Dataset entries

== Segment start ==

PR #478, opened 2018-12-30
keyspace support!!!

spacejam:


Kerollmops:
Awesome !
Are keyspace some kind of RocksDB column families ?
According to [the RocksDB terminology](https://github.com/facebook/rocksdb/wiki/Terminology) it seems like it is 😃

spacejam:
@Kerollmops yeah! The goal is to share multiple Trees (and eventually other kinds of structures) in the same pagecache, ID generator and transaction tracker so that transactions can be performed across multiple structures in different tables / keyspaces / column families over time!

Kerollmops:
Do you think that the `Db` must always implement the `Deref` trait ?
Now that the `Db` can open any `Tree` is it always correct to deref to the "default" `Tree` ?

PR #495, opened 2019-01-09
skip mark link on previously linked

spacejam:
this will significantly reduce contention on the segment accountant mutex


spacejam:
This reduces mutex acquisitions for the segment accountant by 90% on the stress2 benchmark with 10000 total keys across 8mb segments

Issue #492, opened 2019-01-09
Opening sled Db with a different Config for each Keyspace


Kerollmops:
Currently the `Db` can be opened using a `Config` struct, this configuration is the same for all keyspaces. This can be a problem when a keyspace specific merge operator must be used for example.

I know that an API clean up will be done at a moment, I just want to know if it is possible technically to do so.

In the RocksDB universe, the `DB` must be opened by specifying the name/config of each column family you want to open. It seems that if you don't want to open them all for some reason, it is an error. With sled, all of them are opened automatically but we cannot define keyspace specific settings.

Here is a possible API and an example usage that does not add too much complexity.

```rust
fn Db::with_tree_config(path: P, config: Config, tree_config: F) -> Result<Db, ()>
where
    P: AsRef<Path>,
    F: Fn(&[u8], ConfigBuilder) -> Config,
{
    // this is the base settings which will be passed to the tree config generator
    // deref gives us a ConfigBuilder
    let builder = (*config).clone();

    for name in tree_names {
        let config = (tree_config_generator)(name, builder.clone());
        // ...
    }

    // ...
}
```

```rust
fn config_by_name(tree_name: &[u8], builder: ConfigBuilder) -> Config {
    let builder = match tree_name {
        b"first-tree"  => builder.setting1(3),
        b"second-tree" => builder.destroy_the_world(true),
        b"third-tree"  => builder.merge_operator(the_lol).setting1(4),
        _              => builder,
    };

    builder.build()
}

let config = ConfigBuilder::new().build();
let db = Db::with_tree_config("sled/db/path.sdb", config, config_by_name)?;
```

Something that is not pleasant with this API is that the `Config`/`ConfigBuilder` types should be replaced by `TreeConfig`/`TreeConfigBuilder` which will be more specific to `Tree`s.

The `ConfigBuilder` could generate a `TreeConfigBuilder` that does expose only the rational settings.

I am not entirely convinced by this API, there should probably be something more Rust idiomatic.

spacejam:
Hey! This is also something I've been thinking about, and it's definitely possible to set per-`Tree` merge operators. At this point, it's just about figuring out the right API for making it as simple as possible.

I'd like to make `Config` less complicated, as the implementation is already kind of a ratnest of complexity around file handling and thread pools etc... 

[...]

PR #509, opened 2019-01-27
Improve the ways of opening Db and Trees

Kerollmops:
Here is some work on fixing #492, I thought of a builder constructor that follows the [std::fs::OpenOptions](https://doc.rust-lang.org/std/fs/struct.OpenOptions.html) type.

I would be cool to guide me a little bit about the `Context` type you talked about, it will help me continue working on the `OpenOptions` types. What do we put in it? Where does it lives, pagecache or sled?

Here is the list of things I need to do:
 - [ ] Introduce some `OpenOptions`/`TreeOpenOptions` type constructors.
  The `OpenOptions::merge_operator` setting will be passed to the `TreeOpenOptions::merge_operator` to open the default tree.

- [ ] Remove the `Db::start_default/start` methods.

 - [ ] Remove the `pagecache::Config::merge_operator` setting, it does not need to care about, only the `Tree`s must. So, one serialized config by tree?

 - [ ] Introduce a `Context` type that owns a `PageCache`.
  This type is aware of the settings relative to a `Tree`, it must be serializable, this way a `Tree` can be loaded again with the same settings (e.g. the merge operator) and reduce the introduction of bugs related to settings.

 - [ ] Remove the `Config::temporary` and the `DEFAULT_PATH` setting, it could be better to make `Config`s parametric on `AsRef<Path>` and being able to use [`TempDir`](https://docs.rs/tempfile/3.0.5/tempfile/struct.TempDir.html).

### DIFF
--- a/crates/sled/Cargo.toml
+++ b/crates/sled/Cargo.toml
@@ -33,5 +33,5 @@ version = "0.4"
 
 [dependencies]
 pagecache = { path = "../pagecache", version = "0.9.4" }
-sled_sync = { version = "0.2.2", path = "../sled_sync" }
+sled_sync = { path = "../sled_sync", version = "0.2.2" }
 futures = "0.1"
--- a/crates/sled/src/db.rs
+++ b/crates/sled/src/db.rs
@@ -1,5 +1,6 @@
 use std::{
     ops::Deref,
+    path::Path,
     sync::{
         atomic::{
             AtomicUsize,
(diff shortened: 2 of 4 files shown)


spacejam:
Hey! This is something that I'd like to work on after the work on transactions is a bit more fleshed out. The reason is that by adding this complexity into an implementation right now, it makes the effort required to define a generic transactional layer across multiple collection types more constrained. I'd like to avoid solving this problem for now, to try to keep transaction implementation friction lower. I'm pushing back on this because that friction is already extremely high, and a number of interfaces may need to be redesigned. 

Per-tree configurability is not hard in theory, and I don't expect this to be problematic once unified transactions are implemented, but I'd like to keep things like this completely out of the way for now to reduce the effort going into that.

I appreciate the effort you're putting into this, but in the future it might be helpful to get buy-in on configuration changes in issues before beginning implementation. I'm not opposed to this work, but I'd like to keep it out of the way until transactions are in a better specified and implemented place.

PR #546, opened 2019-02-18
Add concurrent log test

### LINKED ISSUE #404: add concurrent log test
several threads should share a log,
* read current counter
* reserve log buffer with read counter + 1
* cas counter old -> old + 1
* abort or complete res based on cas
* if successful, success counter += 1
after all threads do this a few million (?) times, join them and drop the log
ensure we're able to read from 0 to success counter sequentially

anxiousmodernman:
Share a log among several threads, and also share an AtomicUint counter.

Threads will attempt to successfully CAS on the counter to increment it by 1. 
If this succeeds, that signals to the test complete its log reservation,
otherwise it will abort.

This counter indicates the number of sucessful writes to the shared log.
The contents of the write will be the value read from the counter.

Finally, iterate through the log, and assert that the number of
successful entries exactly matches the success counter, and that the
values increment sequentially.

Refs #404

### DIFF
--- a/tests/tests/test_log.rs
+++ b/tests/tests/test_log.rs
@@ -18,6 +18,7 @@ use {
         thread,
     },
 };
+use std::mem::size_of;
 
 type Lsn = i64;
 type LogId = u64;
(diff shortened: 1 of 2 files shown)


anxiousmodernman:
100k iterations runs in ~3 min on my new macbook. I cut it to 50k, but since it's an integration test we might be comfortable with more.

I did not delete the existing concurrent log test. We could do that, as well, or leave it.

tests/tests/test_log.rs
```diff
@@ -161,6 +162,62 @@ fn concurrent_logging() {
...
+    }
+
+    drop(log_arc);
+
+    let log = Log::start_raw_log(config).unwrap();
+    let mut iter = log.iter_from(SEG_HEADER_LEN as Lsn);
+
+    for i in 0..SUCCESS_COUNTER.load(Ordering::SeqCst) {
+        // Do we care what's in the log? or just that we can iterate?
+        let (_, _, _) = iter.next().expect("expected some");
```
spacejam: as the final bit of correctness checking, we should check here that the read value matches `i`, since this test will serve as a validation of the core ordering assumption in `iobuf.rs`

tests/tests/test_log.rs
```diff
@@ -161,6 +162,62 @@ fn concurrent_logging() {
...
+                let iterations = 50_000;
+                for i in 0..iterations {
+                    let current = SHARED_COUNTER.load(Ordering::SeqCst);
+                    let raw_value: [u8; size_of::<usize>()] = unsafe { std::mem::transmute(current+1)};
+                    let res = log.reserve(raw_value.to_vec()).unwrap();
+                    match SHARED_COUNTER.compare_and_swap(current, current+1, Ordering::SeqCst) {
+                        // If the current value was returned, then CAS succeeded on AtomicUsize
+                        current => {
+                            res.complete();
+                            SUCCESS_COUNTER.fetch_add(1, Ordering::SeqCst);
```
spacejam: we can actually totally rely on `SHARED_COUNTER` here, since it will equal `SUCCESS_COUNTER`, so we can remove the second counter and just load `SHARED_COUNTER` below when iterating / checking

tests/tests/test_log.rs
```diff
@@ -161,6 +162,62 @@ fn concurrent_logging() {
...
+    static SUCCESS_COUNTER: AtomicUsize = AtomicUsize::new(0);
+
+    let num_threads = 6;
+    let mut handles = Vec::new();
+    for t in 0..num_threads {
+        let log = log_arc.clone();
+        let h = thread::Builder::new()
+            .name(format!("t_{}", t))
+            .spawn(move || {
+                let iterations = 50_000;
```
spacejam: This is probably good to set to a const at the top of the function, maybe set to something more like 5000 to shave off a few minutes from the test run but still making it pretty easy to bump up in targeted testing

spacejam:
Just a couple minor points, but overall this looks great! Thanks for helping out with this :D

anxiousmodernman:
Removing one of the atomic uint counters, at least the way I've done it, reliably panics this test when run multi-threaded. 🤔 

Maybe I'm doing it wrong. [Should this work?](https://github.com/spacejam/sled/pull/546/files#diff-41ba2d63ebc862a9fc5b74dd830df613R189) Or is there too much of a race between a thread's successful CAS and the reservation complete? It seems like we should be able to rely on successful CAS operations as our "success" counter, because only a successful CAS will take the codepath to call `reservation.complete`.

For comparison, [here is what worked before with 2 counters, forked to a different branch](https://github.com/anxiousmodernman/sled/blob/404_original_concurrent/tests/tests/test_log.rs#L175-L219).

spacejam:
I had to play with this for a really long time before the bug jumped out... ugh...

the first match arm will never fail. `current` should be `c if c == current`.

here's some code for verifying that it all zips together in the for loop below
```
    for i in 0..successfuls {
        let val = iter.next().expect("expected some log entry");
        let mut raw_value = [0_u8; size_of::<usize>()];
        raw_value.copy_from_slice(&*val.2);

        let read: usize = unsafe { std::mem::transmute(raw_value) };
        assert_eq!(
            i + 1,
            read,
            "failed to read expected value at log coordinate {}",
            val.1
        );
    }
```

PR #65, opened 2020-08-25
add clusterset crds

skeeey:


qiujian16:
I think you would want to add the two crds in hack/init.sh so we can verify the change on them.

skeeey:
added

PR #68, opened 2020-08-28
Delete ns of klusterlet

qiujian16:


pkg/operators/klusterlet/controllers/klusterletcontroller/klusterlet_controller.go
```diff
@@ -399,7 +399,13 @@ func (n *klusterletController) cleanUp(ctx context.Context, controllerContext fa
 			}
 		}
 	}
-	return nil
+
+	// remove the klusterlet namespace
+	err = n.kubeClient.CoreV1().Namespaces().Delete(ctx, config.KlusterletNamespace, metav1.DeleteOptions{})
```
pmorie, line 404: note: verified that this should work correctly for default ns case

pmorie (commented):
I would probably suggest that we enhance the godoc for this type with information about the lifecycle of the ns; this PR lgtm

PR #77, opened 2020-09-15
using hub kubeconfig secret controller instead of mounting the secret

skeeey:


skeeey:
see https://github.com/open-cluster-management/backlog/issues/4992

PR #81, opened 2020-09-25
Remove apiservice for webhook

qiujian16:


qiujian16:
this is not needed to resolve webhook error any longer

PR #83, opened 2020-09-29
reconcile klusterlet bootstrap secret

skeeey:
see https://github.com/open-cluster-management/backlog/issues/4914

### DIFF
--- a/pkg/operators/klusterlet/controllers/bootstrapcontroller/bootstrapcontroller.go
+++ b/pkg/operators/klusterlet/controllers/bootstrapcontroller/bootstrapcontroller.go
@@ -1,0 +1,188 @@
+package bootstrapcontroller
+
+import (
+	"bytes"
+	"context"
+	"fmt"
+	"strings"
+
+	operatorinformer "github.com/open-cluster-management/api/client/operator/informers/externalversions/operator/v1"
+	operatorlister "github.com/open-cluster-management/api/client/operator/listers/operator/v1"
+	"github.com/open-cluster-management/registration-operator/pkg/helpers"
+
+	"github.com/openshift/library-go/pkg/controller/factory"
+	"github.com/openshift/library-go/pkg/operator/events"
+
+	corev1 "k8s.io/api/core/v1"
+	"k8s.io/apimachinery/pkg/api/errors"
+	"k8s.io/apimachinery/pkg/api/meta"
+	metav1 "k8s.io/apimachinery/pkg/apis/meta/v1"
+	"k8s.io/apimachinery/pkg/labels"
+	"k8s.io/apimachinery/pkg/runtime"
+	coreinformer "k8s.io/client-go/informers/core/v1"
+	"k8s.io/client-go/kubernetes"
+	corelister "k8s.io/client-go/listers/core/v1"
+	"k8s.io/client-go/tools/clientcmd"
+	clientcmdapi "k8s.io/client-go/tools/clientcmd/api"
+	"k8s.io/klog/v2"
+)
+
+// bootstrapController watches bootstrap hub kubeconfig secret, if the secret is changed with hub kube-apiserver ca or apiserver
+// endpoints, this controller will make the klusterlet re-bootstrap to get the new hub kubeconfig from hub cluster by deleting
+// the current hub kubeconfig secret and restart the klusterlet agents
+type bootstrapController struct {
+	kubeClient       kubernetes.Interface
+	klusterletLister operatorlister.KlusterletLister
+	secretLister     corelister.SecretLister
+}
+
+// NewBootstrapController returns a bootstrapController
+func NewBootstrapController(
+	kubeClient kubernetes.Interface,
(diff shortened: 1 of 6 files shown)


pkg/operators/klusterlet/controllers/bootstrapcontroller/bootstrapcontroller.go
```diff
@@ -0,0 +1,176 @@
...
+				return accessor.GetName()
+			}
+			return ""
+		}, secretInformer.Informer()).
+		ToController("BootstrapController", recorder)
+}
+
+func (k *bootstrapController) sync(ctx context.Context, controllerContext factory.SyncContext) error {
+	bootstrapSecretName := controllerContext.QueueKey()
+	if bootstrapSecretName == "" {
```
qiujian16: should also know  the namespace of  bootstrap, and we can find the  related klusterlet by  namespace.

pkg/operators/klusterlet/controllers/bootstrapcontroller/bootstrapcontroller.go
```diff
@@ -0,0 +1,176 @@
...
+	}
+	return nil
+}
+
+// reloadKlusterlet reload klusterlet by removing the current hub kubeconfig secret and klusterlet agent deployments
+func (k *bootstrapController) reloadKlusterlet(
+	ctx context.Context,
+	controllerContext factory.SyncContext,
+	klusterlet *operatorapiv1.Klusterlet) error {
+	namespace := klusterlet.Spec.Namespace
```
qiujian16: this can  be empty

pkg/operators/klusterlet/controllers/bootstrapcontroller/bootstrapcontroller.go
```diff
@@ -0,0 +1,176 @@
...
+	bootstrapHubKubeconfigSecret, err := k.secretLister.Secrets(namespace).Get(helpers.BootstrapHubKubeConfig)
```
qiujian16: i would get namespace from key and compare with klusterlet namespace, we do not need to get secret until we know there is a klusterlet deployed in this namespace.

qiujian16 (commented):
i think we need at least an integration test. This is a non-trivial change.

pkg/operators/klusterlet/controllers/bootstrapcontroller/bootstrapcontroller.go
skeeey: ok, I will get the namespace

pkg/operators/klusterlet/controllers/bootstrapcontroller/bootstrapcontroller.go
skeeey: get it

pkg/operators/klusterlet/controllers/bootstrapcontroller/bootstrapcontroller.go
skeeey: done

pkg/helpers/queuekey.go
```diff
@@ -105,6 +105,31 @@ func ClusterManagerDeploymentQueueKeyFunc(clusterManagerLister operatorlister.Cl
 	}
 }
 
+func BootstrapSecretQueueKeyFunc(klusterletLister operatorlister.KlusterletLister) factory.ObjectQueueKeyFunc {
```
qiujian16: i would put this in the controller since it seems only  bootstrap controller use it only.

pkg/operators/klusterlet/controllers/bootstrapcontroller/bootstrapcontroller.go
```diff
@@ -0,0 +1,158 @@
...
+		// the hub kubeconfig secret not found, could not have bootstrap yet, do nothing
+		return nil
+	case err != nil:
+		return err
+	}
+
+	hubKubeconfig, err := k.loadKubeConfig(hubKubeconfigSecret)
+	// the hub kubeconfig secret has errors, reload the klusterlet agents
+	if err != nil {
+		return k.reloadAgents(ctx, controllerContext, klusterletNamespace, klusterletName)
```
qiujian16: I‘d rather we do not reload here. An  empty hubkubeconfig secret can also trigger the reload, is it?

skeeey: do we have an empty hubkubecofnig? I want to add a judgement to judge the placeholder secret before here

pkg/helpers/queuekey.go
skeeey: done

pkg/operators/klusterlet/controllers/bootstrapcontroller/bootstrapcontroller.go
skeeey: return here directly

== Segment end ==

Task statement
Check all the records above and select each line where the string "iterate" is found.

Your response
Finally, iterate through the log, and assert that the number of
+        // Do we care what's in the log? or just that we can iterate?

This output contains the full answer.